Start of PROVIDED ENTRIES
PR #73, opened 2015-11-17
testing emptyfunction against build server - dpm

davequick:


benbp:
:+1:

benbp:
Was a test case that reproed the Jenkins issue. Actual fix will be different.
End of PROVIDED ENTRIES
_GOAL OF THE EXERCISE_.
Nothing in the entries may change. Retype them all.

_WORKED SOLUTION_.
PR #73, opened 2015-11-17
testing emptyfunction against build server - dpm

davequick:


benbp:
:+1:

benbp:
Was a test case that reproed the Jenkins issue. Actual fix will be different.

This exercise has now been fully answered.